EXERCISE GOAL — Copy each line below that contains "Shot".
___
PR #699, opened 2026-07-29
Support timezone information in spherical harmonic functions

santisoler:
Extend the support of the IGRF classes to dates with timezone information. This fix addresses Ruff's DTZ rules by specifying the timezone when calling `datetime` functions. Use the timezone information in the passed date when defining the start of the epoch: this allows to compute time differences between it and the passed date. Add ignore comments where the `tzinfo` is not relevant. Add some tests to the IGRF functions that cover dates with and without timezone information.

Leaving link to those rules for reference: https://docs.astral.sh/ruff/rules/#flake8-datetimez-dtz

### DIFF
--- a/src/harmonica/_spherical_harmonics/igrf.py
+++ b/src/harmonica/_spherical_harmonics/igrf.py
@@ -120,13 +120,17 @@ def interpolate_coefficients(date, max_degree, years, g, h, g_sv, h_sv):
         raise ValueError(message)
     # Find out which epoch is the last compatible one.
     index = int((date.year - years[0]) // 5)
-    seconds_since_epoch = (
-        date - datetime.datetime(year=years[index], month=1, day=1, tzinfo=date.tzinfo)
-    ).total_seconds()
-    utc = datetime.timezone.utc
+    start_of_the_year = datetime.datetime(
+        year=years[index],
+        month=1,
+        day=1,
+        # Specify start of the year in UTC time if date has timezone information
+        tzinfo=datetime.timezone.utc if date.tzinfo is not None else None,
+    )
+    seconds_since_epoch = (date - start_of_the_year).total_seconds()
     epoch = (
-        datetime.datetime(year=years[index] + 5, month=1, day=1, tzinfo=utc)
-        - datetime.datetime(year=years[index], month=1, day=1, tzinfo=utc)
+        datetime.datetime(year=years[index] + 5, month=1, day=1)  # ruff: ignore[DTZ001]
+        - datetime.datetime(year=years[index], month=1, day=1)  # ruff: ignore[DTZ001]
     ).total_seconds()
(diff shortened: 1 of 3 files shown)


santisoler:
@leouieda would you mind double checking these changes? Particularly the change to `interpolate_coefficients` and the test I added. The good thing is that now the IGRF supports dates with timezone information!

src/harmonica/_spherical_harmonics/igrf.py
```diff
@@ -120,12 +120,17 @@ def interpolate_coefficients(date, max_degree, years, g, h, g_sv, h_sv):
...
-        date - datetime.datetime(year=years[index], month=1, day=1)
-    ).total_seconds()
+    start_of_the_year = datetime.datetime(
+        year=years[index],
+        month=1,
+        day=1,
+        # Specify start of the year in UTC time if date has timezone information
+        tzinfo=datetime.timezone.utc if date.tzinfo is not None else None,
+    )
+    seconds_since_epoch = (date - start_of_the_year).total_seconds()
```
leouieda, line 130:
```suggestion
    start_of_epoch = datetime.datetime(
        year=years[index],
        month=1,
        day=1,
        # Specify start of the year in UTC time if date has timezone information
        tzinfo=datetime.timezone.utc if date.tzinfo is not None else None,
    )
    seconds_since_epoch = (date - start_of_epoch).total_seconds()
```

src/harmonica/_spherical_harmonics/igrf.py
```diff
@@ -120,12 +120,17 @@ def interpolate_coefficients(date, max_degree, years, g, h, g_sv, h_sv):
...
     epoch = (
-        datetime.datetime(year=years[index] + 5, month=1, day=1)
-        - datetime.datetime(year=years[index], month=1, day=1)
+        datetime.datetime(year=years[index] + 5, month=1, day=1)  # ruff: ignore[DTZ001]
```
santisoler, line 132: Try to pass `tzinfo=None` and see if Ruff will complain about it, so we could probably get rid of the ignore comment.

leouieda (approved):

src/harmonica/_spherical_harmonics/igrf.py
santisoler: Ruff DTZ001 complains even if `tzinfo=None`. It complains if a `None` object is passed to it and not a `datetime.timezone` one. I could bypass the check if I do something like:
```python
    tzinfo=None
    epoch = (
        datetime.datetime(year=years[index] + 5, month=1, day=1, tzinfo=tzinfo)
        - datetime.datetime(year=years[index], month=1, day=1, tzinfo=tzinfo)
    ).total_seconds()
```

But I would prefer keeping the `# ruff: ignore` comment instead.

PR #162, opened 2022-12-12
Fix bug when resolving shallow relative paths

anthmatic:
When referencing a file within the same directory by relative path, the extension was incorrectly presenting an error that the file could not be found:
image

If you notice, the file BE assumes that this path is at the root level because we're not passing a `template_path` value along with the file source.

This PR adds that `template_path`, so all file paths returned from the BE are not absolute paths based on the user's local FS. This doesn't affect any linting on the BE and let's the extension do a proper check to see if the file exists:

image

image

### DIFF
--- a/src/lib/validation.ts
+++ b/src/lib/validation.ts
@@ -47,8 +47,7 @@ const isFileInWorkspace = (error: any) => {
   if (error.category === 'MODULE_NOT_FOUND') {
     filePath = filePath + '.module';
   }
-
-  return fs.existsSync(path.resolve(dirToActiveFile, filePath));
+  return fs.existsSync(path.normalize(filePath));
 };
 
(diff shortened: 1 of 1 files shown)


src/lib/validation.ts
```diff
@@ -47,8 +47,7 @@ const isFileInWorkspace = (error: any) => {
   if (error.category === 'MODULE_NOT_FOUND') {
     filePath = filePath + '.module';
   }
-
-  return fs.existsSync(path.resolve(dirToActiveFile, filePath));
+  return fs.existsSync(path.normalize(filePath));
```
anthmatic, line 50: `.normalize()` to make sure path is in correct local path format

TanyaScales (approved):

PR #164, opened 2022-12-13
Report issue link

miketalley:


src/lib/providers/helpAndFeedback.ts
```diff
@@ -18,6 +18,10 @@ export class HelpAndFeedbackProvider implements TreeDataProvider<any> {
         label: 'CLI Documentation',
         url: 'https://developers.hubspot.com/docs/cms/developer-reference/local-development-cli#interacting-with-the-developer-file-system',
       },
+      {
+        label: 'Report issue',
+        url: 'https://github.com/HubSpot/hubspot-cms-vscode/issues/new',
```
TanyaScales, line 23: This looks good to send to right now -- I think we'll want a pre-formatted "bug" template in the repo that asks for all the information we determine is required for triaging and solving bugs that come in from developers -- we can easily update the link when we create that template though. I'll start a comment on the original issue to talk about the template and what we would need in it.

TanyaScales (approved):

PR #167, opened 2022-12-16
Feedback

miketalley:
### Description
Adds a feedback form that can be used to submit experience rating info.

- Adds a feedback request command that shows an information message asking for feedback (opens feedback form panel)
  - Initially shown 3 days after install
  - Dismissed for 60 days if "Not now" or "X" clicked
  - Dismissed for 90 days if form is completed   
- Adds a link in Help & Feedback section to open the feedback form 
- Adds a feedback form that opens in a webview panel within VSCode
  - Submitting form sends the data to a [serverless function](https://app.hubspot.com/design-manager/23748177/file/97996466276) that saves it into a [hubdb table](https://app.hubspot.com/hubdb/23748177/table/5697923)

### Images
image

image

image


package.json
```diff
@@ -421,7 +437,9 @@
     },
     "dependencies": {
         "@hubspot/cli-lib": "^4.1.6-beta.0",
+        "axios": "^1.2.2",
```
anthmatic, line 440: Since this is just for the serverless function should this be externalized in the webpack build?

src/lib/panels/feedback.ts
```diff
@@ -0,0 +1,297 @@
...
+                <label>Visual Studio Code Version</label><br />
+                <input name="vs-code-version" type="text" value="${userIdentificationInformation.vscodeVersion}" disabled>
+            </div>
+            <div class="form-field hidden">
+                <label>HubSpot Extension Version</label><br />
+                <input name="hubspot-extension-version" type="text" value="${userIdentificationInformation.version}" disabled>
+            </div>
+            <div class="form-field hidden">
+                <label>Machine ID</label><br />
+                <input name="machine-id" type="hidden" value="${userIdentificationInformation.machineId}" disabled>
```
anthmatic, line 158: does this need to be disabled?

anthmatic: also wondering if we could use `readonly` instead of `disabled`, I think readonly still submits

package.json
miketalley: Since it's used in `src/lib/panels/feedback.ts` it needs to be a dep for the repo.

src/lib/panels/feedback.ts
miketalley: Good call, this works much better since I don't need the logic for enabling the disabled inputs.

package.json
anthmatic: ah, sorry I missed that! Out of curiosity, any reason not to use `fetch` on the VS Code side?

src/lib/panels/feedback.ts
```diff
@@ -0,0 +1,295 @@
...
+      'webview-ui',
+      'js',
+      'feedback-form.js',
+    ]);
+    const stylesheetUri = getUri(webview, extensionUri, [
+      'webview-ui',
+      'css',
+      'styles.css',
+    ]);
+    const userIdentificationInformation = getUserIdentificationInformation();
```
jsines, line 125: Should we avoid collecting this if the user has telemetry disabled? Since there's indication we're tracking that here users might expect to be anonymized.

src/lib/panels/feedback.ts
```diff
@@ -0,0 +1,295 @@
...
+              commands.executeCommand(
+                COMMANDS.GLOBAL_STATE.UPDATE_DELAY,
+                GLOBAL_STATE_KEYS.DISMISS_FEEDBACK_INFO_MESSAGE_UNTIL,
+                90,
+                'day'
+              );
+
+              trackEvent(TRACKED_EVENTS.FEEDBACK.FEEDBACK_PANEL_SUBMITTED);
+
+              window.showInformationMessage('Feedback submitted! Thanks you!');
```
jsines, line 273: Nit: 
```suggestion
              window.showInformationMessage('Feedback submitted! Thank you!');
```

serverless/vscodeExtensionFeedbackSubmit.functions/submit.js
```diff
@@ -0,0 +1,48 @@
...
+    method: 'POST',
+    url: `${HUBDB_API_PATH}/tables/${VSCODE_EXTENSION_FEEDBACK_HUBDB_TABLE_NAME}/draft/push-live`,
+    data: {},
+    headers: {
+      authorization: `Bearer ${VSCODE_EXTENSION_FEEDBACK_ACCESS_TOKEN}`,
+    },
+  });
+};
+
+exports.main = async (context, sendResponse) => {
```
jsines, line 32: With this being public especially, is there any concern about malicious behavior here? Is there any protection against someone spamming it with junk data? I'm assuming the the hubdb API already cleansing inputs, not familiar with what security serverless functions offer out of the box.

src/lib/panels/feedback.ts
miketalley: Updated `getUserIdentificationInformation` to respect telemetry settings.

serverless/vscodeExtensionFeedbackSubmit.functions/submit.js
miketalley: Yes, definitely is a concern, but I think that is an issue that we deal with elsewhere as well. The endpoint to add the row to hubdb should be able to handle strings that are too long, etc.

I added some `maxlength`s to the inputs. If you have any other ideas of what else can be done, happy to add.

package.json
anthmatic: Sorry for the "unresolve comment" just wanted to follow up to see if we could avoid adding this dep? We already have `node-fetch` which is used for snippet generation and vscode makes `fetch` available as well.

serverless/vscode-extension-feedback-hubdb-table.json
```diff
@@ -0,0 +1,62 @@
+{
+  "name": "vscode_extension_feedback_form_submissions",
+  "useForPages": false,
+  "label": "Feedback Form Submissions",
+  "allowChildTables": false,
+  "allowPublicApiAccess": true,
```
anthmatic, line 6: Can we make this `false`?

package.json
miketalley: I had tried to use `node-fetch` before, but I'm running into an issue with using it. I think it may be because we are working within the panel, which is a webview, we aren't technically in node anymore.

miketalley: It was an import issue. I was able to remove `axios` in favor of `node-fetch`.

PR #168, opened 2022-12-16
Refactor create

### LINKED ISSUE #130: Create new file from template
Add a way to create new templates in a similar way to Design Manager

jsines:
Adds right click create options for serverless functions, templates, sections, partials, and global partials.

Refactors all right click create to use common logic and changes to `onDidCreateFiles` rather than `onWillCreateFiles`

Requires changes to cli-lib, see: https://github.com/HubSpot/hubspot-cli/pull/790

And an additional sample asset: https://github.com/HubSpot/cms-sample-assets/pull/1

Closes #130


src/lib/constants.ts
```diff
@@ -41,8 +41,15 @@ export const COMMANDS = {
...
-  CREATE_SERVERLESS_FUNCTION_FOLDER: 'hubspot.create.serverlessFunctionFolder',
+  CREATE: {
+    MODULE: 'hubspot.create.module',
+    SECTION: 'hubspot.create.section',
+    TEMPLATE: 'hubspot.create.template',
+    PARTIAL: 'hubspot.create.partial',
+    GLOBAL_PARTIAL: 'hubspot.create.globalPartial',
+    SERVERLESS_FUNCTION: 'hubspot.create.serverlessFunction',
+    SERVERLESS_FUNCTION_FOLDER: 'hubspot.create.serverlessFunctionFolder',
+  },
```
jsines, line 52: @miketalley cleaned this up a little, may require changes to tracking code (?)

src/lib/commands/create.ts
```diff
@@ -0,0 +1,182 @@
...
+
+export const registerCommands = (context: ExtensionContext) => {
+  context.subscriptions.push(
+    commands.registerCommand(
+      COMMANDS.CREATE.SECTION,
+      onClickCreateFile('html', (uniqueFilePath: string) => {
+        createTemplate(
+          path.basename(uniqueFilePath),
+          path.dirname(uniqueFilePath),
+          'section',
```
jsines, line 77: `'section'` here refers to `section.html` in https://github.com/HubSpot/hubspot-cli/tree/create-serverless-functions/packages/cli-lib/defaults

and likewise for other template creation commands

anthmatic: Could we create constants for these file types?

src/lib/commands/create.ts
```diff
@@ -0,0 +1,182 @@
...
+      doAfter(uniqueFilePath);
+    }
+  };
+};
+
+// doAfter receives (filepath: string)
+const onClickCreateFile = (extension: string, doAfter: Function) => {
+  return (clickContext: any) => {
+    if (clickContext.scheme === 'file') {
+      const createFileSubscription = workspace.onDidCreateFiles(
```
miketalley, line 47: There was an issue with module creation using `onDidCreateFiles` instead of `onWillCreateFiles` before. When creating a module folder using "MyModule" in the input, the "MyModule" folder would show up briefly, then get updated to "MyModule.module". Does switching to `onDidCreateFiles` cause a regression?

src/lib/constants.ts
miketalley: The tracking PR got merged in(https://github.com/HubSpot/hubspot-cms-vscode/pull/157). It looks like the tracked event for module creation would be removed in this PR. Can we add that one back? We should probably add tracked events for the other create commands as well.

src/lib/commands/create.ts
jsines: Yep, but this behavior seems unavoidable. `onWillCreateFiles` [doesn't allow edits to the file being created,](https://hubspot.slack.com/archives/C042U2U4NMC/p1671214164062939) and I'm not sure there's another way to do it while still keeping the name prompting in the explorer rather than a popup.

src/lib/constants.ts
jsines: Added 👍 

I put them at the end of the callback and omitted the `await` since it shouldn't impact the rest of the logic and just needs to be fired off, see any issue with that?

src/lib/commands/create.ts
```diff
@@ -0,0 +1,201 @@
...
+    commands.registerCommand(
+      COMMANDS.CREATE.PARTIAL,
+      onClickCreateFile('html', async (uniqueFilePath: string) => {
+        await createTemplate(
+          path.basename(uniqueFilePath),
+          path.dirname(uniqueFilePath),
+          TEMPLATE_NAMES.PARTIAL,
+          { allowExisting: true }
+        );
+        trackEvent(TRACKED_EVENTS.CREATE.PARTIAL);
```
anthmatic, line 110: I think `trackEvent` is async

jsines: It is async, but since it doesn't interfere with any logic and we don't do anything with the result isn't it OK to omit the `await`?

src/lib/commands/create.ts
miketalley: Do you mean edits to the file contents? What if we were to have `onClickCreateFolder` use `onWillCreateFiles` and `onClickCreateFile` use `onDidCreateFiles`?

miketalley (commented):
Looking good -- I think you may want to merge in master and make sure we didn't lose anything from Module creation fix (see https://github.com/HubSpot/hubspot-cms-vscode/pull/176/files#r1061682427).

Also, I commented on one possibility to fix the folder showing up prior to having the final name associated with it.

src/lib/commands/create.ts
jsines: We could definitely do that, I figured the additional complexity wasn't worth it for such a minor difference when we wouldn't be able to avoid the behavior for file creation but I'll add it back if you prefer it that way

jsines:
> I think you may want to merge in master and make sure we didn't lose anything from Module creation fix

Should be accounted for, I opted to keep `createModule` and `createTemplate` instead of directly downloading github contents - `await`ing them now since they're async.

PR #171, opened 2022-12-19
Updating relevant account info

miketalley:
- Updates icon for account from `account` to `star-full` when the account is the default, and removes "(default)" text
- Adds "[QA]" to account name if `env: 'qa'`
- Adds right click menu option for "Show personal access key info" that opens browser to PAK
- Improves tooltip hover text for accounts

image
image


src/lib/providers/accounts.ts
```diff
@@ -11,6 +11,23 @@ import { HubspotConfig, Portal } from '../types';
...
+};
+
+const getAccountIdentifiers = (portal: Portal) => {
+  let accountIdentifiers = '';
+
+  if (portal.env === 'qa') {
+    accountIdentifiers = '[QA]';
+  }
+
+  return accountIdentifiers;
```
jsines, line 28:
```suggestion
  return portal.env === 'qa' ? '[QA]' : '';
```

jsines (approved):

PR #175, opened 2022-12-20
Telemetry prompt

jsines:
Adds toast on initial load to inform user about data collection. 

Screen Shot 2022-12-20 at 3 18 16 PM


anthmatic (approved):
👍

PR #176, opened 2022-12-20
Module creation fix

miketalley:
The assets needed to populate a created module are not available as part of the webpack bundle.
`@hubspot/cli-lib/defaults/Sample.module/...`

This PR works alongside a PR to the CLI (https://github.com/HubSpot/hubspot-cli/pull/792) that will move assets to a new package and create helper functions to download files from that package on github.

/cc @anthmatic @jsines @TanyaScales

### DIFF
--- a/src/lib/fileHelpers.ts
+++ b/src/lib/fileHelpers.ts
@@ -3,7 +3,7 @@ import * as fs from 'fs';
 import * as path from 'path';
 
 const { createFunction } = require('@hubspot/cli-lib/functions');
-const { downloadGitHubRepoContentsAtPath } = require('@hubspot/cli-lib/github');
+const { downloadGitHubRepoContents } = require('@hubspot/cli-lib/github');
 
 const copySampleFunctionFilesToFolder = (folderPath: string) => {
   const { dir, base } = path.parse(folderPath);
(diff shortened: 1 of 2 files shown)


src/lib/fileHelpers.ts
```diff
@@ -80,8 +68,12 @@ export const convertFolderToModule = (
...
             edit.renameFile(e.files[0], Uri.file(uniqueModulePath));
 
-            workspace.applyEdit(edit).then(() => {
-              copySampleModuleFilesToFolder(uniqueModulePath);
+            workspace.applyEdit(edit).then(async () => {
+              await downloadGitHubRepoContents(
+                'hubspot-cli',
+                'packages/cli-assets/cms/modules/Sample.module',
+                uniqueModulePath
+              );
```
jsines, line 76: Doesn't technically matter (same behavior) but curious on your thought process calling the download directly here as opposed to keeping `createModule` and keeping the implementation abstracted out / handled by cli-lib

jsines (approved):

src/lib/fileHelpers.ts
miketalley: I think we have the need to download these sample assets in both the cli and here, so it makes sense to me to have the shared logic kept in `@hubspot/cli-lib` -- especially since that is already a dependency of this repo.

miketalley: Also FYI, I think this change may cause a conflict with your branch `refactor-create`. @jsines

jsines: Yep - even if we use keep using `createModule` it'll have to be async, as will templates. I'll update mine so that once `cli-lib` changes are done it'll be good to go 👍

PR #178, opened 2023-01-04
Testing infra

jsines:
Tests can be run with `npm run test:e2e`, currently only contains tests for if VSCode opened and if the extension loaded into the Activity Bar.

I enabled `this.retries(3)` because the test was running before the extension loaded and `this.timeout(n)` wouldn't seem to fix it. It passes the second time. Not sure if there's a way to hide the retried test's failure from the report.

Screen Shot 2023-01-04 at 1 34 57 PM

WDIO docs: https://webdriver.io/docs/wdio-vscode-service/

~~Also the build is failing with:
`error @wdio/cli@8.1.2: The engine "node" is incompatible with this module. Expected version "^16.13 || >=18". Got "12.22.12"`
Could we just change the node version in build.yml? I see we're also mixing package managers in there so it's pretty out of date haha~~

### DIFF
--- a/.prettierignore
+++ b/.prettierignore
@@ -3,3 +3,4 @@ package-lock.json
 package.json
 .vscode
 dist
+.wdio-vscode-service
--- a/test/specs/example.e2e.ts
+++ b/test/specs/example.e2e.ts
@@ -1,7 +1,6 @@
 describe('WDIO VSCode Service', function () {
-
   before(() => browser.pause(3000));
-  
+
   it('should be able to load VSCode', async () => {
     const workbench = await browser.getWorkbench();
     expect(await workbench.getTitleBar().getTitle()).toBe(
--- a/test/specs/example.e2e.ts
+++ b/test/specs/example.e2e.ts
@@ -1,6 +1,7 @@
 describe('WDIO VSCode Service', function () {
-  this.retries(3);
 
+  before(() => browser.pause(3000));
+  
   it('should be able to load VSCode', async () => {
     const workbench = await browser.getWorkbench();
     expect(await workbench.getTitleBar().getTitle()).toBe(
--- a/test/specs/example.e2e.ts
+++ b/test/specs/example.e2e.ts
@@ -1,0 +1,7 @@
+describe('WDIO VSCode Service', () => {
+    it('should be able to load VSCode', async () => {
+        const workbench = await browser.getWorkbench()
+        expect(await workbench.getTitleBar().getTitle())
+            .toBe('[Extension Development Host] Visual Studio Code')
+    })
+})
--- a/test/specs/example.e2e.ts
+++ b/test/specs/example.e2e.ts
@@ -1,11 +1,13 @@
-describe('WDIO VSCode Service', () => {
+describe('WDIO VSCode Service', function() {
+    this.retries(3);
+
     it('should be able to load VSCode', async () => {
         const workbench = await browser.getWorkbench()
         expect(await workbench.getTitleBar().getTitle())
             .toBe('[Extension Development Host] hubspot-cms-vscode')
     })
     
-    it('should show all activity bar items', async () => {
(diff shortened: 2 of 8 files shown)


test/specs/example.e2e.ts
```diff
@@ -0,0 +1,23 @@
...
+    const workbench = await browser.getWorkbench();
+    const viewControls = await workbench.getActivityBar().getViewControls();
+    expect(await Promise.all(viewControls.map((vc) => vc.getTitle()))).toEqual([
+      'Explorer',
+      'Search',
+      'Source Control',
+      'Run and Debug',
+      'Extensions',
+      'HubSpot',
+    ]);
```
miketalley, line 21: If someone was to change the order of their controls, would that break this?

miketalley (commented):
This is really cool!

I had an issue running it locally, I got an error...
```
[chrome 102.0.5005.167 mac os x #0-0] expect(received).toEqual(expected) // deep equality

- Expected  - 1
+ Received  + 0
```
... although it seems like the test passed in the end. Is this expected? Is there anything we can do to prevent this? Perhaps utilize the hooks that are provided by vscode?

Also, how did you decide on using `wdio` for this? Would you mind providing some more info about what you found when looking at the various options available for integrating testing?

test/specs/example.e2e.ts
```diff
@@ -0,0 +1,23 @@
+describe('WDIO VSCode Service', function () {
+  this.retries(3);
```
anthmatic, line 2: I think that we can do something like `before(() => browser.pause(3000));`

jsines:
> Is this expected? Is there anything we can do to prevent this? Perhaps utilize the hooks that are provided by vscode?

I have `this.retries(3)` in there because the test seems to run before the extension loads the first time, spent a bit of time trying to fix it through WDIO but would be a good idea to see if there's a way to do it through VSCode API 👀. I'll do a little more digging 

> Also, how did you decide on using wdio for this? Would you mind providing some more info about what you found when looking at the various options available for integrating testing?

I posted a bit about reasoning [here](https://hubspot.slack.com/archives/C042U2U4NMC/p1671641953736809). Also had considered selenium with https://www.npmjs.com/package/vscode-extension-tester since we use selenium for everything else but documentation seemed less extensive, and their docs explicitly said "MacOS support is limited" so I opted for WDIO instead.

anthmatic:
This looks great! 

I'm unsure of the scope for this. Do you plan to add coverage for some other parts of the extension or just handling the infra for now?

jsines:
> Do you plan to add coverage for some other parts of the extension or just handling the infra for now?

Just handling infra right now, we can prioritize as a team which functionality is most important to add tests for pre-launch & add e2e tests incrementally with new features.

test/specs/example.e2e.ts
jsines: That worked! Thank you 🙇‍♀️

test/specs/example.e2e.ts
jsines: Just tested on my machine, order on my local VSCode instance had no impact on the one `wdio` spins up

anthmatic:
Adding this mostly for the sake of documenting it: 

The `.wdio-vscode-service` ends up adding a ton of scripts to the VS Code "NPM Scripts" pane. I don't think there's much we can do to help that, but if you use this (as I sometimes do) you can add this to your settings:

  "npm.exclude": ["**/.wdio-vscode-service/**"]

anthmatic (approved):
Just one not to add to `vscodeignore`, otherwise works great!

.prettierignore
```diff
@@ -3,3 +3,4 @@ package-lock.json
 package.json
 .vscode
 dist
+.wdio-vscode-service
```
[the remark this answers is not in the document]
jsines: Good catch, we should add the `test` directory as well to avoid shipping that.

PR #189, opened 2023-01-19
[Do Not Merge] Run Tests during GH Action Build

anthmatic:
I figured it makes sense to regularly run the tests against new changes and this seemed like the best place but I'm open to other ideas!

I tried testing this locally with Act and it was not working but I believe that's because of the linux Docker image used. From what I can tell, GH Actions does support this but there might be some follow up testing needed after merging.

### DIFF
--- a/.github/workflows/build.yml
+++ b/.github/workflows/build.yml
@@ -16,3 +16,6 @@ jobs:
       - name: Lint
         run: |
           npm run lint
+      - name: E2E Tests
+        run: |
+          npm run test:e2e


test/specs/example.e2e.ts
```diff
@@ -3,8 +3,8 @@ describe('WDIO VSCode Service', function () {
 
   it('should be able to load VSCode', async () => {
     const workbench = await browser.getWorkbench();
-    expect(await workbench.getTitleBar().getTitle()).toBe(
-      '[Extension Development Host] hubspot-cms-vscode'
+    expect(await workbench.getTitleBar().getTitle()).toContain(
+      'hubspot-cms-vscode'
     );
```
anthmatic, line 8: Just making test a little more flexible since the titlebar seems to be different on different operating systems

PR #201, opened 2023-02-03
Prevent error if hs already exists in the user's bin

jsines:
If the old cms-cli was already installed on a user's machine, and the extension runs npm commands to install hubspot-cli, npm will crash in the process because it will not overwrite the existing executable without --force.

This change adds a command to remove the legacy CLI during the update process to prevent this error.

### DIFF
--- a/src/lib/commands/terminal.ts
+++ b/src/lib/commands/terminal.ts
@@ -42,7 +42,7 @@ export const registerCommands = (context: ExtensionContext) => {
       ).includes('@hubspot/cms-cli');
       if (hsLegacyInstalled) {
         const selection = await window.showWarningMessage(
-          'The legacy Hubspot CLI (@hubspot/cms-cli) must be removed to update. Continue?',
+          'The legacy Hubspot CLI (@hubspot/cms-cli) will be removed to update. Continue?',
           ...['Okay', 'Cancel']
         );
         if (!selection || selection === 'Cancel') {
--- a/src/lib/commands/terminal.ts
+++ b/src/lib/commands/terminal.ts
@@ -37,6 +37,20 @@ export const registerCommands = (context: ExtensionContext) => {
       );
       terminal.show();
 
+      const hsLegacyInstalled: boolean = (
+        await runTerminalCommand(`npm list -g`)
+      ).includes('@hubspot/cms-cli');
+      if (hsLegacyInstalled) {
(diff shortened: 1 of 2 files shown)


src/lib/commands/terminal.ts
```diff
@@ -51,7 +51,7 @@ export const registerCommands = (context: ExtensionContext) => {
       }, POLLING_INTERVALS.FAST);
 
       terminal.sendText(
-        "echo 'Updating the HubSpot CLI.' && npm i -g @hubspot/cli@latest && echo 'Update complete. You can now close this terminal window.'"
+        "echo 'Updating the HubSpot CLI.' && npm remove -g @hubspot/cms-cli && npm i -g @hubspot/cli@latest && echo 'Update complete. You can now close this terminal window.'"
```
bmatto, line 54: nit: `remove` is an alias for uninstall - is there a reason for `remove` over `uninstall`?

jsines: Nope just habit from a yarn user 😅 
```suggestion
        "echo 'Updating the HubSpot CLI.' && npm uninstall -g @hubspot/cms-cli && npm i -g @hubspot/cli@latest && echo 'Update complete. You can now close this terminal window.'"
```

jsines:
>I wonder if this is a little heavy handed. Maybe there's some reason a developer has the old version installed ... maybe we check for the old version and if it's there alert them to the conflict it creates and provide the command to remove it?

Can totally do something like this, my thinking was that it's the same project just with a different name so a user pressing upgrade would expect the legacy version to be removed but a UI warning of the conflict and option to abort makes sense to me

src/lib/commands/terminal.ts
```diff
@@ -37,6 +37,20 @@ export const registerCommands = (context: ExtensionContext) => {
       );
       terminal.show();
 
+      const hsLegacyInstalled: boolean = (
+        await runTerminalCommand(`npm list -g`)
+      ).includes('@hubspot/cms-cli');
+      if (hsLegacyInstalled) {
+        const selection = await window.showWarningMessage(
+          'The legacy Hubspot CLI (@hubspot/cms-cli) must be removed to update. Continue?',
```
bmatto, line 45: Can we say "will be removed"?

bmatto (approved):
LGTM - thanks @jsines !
___
SOLUTION TO THIS EXERCISE —
Screen Shot 2022-12-20 at 3 18 16 PM
Screen Shot 2023-01-04 at 1 34 57 PM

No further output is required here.